Mrs Whitstable said that Martin told her that my parents had been killed abroad and I’d seen it happen and I was traumatised and please don’t mention it and that he was my Uncle on my Mother’s side. Mrs Barton said that he told her that I was very ill and had only a few years to live and I was in the country for my health and please don’t mention it to the boy because he’s very fragile. Mrs Hoover said that he told her that I was the heir to some great dynasty and I had to hide away until I was eighteen and could claim my inheritance and please don’t mention it or the child might be assassinated.

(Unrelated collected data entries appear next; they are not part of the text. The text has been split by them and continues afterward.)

Issue #2599, opened 2025-05-08
Lighthouse command error during execution


rajsite:
# 🐛 Bug Report

See https://dev.azure.com/ni/DevCentral/_workitems/edit/3120123/

## 🌍 Your Environment

* OS & Device: [e.g. MacOS, iOS, Windows, Linux] on [iPhone 7, PC]
* Browser [e.g. Microsoft Edge, Google Chrome, Apple Safari, Mozilla FireFox]
* Version [e.g. 1.8.0]

rajsite:
@fredvisser re-adding triage tag as this is also filled as an azdo bug and hit the 30 day mark, should decide the priority

rajsite:
Looks like `@lhci/cli` had a recent release with updated dependencies, likely can update and re-enable: https://www.npmjs.com/package/@lhci/cli

PR #2653, opened 2025-07-10
Dependency update July 2025

rajsite:
# Pull Request

## 🤨 Rationale

Dependency updates for July 2025, some interesting notes:
- Tiptap introduced an accidental breaking change by adding a new field to a type as `blah | null` instead of optional as `blah?`: https://github.com/ueberdosis/tiptap/pull/6300
  - This PR bumps the minimum supported version of tiptap to make sure the breaking type change and our adjustment is included.
- We have historically just aligned the playwright js and nuget package version numbers but turns out they don't really correlate and we have been mostly lucky.
  - With this upgrade when trying to upgrade to playwright js to v1.53.0 it would download chrome playwright build v1178 ([see log](https://github.com/ni/nimble/actions/runs/16226058033/job/45818119192#step:9:1228)):
    > Downloading Chromium 138.0.7204.15 (playwright build v1178) from https://cdn.playwright.dev/dbazure/download/playwright/builds/chromium/1178/chromium-linux.zip
  - However v1.53.0 of the nuget package expected chrome playwright build v1179 to be installed ([see log](https://github.com/ni/nimble/actions/runs/16226058033/job/45818119192#step:17:353)):
    > Microsoft.Playwright.PlaywrightException : Executable doesn't exist at /home/runner/.cache/ms-playwright/chromium_headless_shell-1179/chrome-linux/headless_shell
  - Turns out the [playwright nuget package bundles a specific version of playwright-core js](https://github.com/microsoft/playwright-dotnet/blob/v1.53.0/src/Common/Version.props#L5) as the `DriverVersion` variable so we should be aligning those versions: 
    > `<DriverVersion>1.53.1</DriverVersion>`
- The apache arrow js library moved out of the apache arrow monorepo and is now versioned independently. They [gave great feedback](https://github.com/apache/arrow-js/discussions/204) to my questions about how versioning works and I feel mostly confident we don't actually need to pin the version anywhere, we can just use the latest versions of the libraries.
  - This PR does not unpin the apache arrow dependencies, it only allows them to differ between dotnet and js.
- A new version of lighthouse was released that seems to work. I had to bump down our accessibility test threshold to re-enable lighthouse though. This PR fixes https://github.com/ni/nimble/issues/2599.

## 👩‍💻 Implementation

See above.

## 🧪 Testing

Rely on CI.

## ✅ Checklist

- [x] I have updated the project documentation to reflect my changes or determined no changes are needed. Updated manual tasks docs.

### DIFF
--- a/change/@ni-nimble-react-16326706-0ee6-4ff7-a7e8-8b67bc9fdc40.json
+++ b/change/@ni-nimble-react-16326706-0ee6-4ff7-a7e8-8b67bc9fdc40.json
@@ -1,0 +1,7 @@
+{
+  "type": "patch",
+  "comment": "Update dependencies",
+  "packageName": "@ni/nimble-react",
+  "email": "rajsite@users.noreply.github.com",
+  "dependentChangeType": "patch"
+}
--- a/change/@ni-spright-react-36120f9e-a5b3-46cf-9c29-4fae8b390c08.json
+++ b/change/@ni-spright-react-36120f9e-a5b3-46cf-9c29-4fae8b390c08.json
@@ -1,0 +1,7 @@
+{
+  "type": "patch",
+  "comment": "Update dependencies",
+  "packageName": "@ni/spright-react",
+  "email": "rajsite@users.noreply.github.com",
+  "dependentChangeType": "patch"
+}


packages/nimble-components/src/table-column/number-text/tests/table-column-number-text.spec.ts
```diff
@@ -149,7 +149,7 @@ describe('TableColumnNumberText', () => {
         );
     });
 
-    it('changing data from null to value displays value', async () => {
+    it('changing data from null to value displays value #SkipWebkit', async () => {
```
rajsite, line 152: Todo understand these failures better / capture as tech debt

.github/workflows/main.yml
```diff
@@ -43,9 +43,13 @@ jobs:
           fetch-depth: 0
 
       # Install dependencies
+      - name: List all current packages
+        run: sudo apt --installed list
```
rajsite, line 47: todo remove these debugging logs here and a couple lines down

.github/workflows/main.yml
```diff
@@ -43,9 +43,13 @@ jobs:
...
       - name: Remove pre-existing dotnet sdk 8 installs
-        run: sudo apt remove --purge dotnet-sdk-8.0
+        run: sudo apt remove --purge '^dotnet-.*' '^aspnetcore-.*'
```
rajsite, line 49: This change wasn't ultimately necessary but is more complete. Should share on the MS github issue around this stuff

.github/workflows/main.yml
```diff
@@ -100,10 +104,7 @@ jobs:
 
       # Run Lighthouse audit (from any push)
       - name: Performance Audit with Lighthouse CI
-        # if: env.HAS_LHCI_GITHUB_APP_TOKEN == 'true' && github.event_name == 'push'
-        # Disabled due to errors during execution on CI
-        # See: https://github.com/ni/nimble/issues/2599
-        if: false
+        if: env.HAS_LHCI_GITHUB_APP_TOKEN == 'true' && github.event_name == 'push'
```
rajsite, line 107: should mark the related issue fixed with this pr

packages/nimble-components/src/table-column/number-text/tests/table-column-number-text.spec.ts
rajsite: Captured as tech debt

.github/workflows/main.yml
```diff
@@ -43,8 +43,8 @@ jobs:
           fetch-depth: 0
 
       # Install dependencies
```
rajsite, line 45: Todo: bump the fast packages, see: https://github.com/ni/nimble/pull/2659

rajsite: done

rajsite:
@jattasNI besides one trivial source change the rest of the PR is finagling with dependency versions. Gonna bypass merge but (someone 🌴) can address changes in a follow-up :P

He told other stories to other people in the village. None of them contradicted any of the others but if they were all put together the pieces added up to an impossibly fraught whole. He kept it all in his head, what he told who, and always remebered everything. He was, or is, a very clever and a very funny man. He swore them all to secrecy and he got a lot of pleasure imagining them “revealing and withholding their stupid snippets, playing a gossipy game of cards with an absurd deck.” I can remember or imagine him saying that. It’s getting harder to remember definitively. I miss him and I’m sure I always will.

They tried so hard to make me hate him that in the end I pretended I did to make them leave me alone. They asked so many questions and it took me a ling time to figure out what they wanted me to say. They told me that it wasn’t the first time for Martin but I didn’t really feel less of him because of that. We had a relationship. Of course he had more power than me, but he was responsible, caring, entertaining, inspiring and wise. of course you can say that he manipulated me, but that’s normal isn’t it? I look around and I don’t see any relationships, emotional, social, spiritual, financial, and so on, that rely for their day-to-day functioning on equality and honesty. That’s not what love or faith is about. I loved him very much and he did nothing to abuse that love.

People become hysterical when I say this kind of stuff, that’s why I learnt not to talk like this, I didn’t want the trouble. You can tell people that Mr Jones hits his children and they couldn’t care less. You can tell them that their shoes are made by children that are slaves and they frown for a moment and forget about it. But you tell them about Martin and me and they go insane, they want to drag Martin out and shoot him, hang, draw and quarter him and put me in a nuthouse. They want blood on their hands.
Young children are sexy, they are discovering their bodies and they have no inhibitions. it’s a time for play, for innocent fun, for silliness. When they grow up it feels more serious but for me, as a young child, it was just like lots of lovely tickling games.

Of course I’m very sorry that my parents and my Grandpa were so upset for such a long time. And I wish, in a way, that I had tried to contact them or escape. I especially wish that I hadn’t told them that I hadn’t thought about them much at all. I was trying to make them feel better but, of course, the moment I spoke the words I realised that I should unsay them and never mention it again. Everyone said I was brainwashed and I quickly agreed and, although both Mum and Dad knew that I wasn’t, we left it at that.

I’m fifty-three now. My Mum died last month and Dad disappeared when I was twelve. I had a feeling he was going to be at the funeral, but I was wrong. It’s time for me to tell the truth. I’m a 53 year-old, well adjusted, credit card-carrying member of the Capitalist Party. I can’t change what happened and I don’t regret what happened (although I do regret that it made Grandpa so miserable). I understand that what Martin and I had is unworkable in today’s society but I will never betray it or belittle it. I, myself, am not attracted to children.

In fact I’m not sure if I’m a sexual being at all.

Perhaps during that precious time with Martin, the reserves of sexual desire within me were all used up.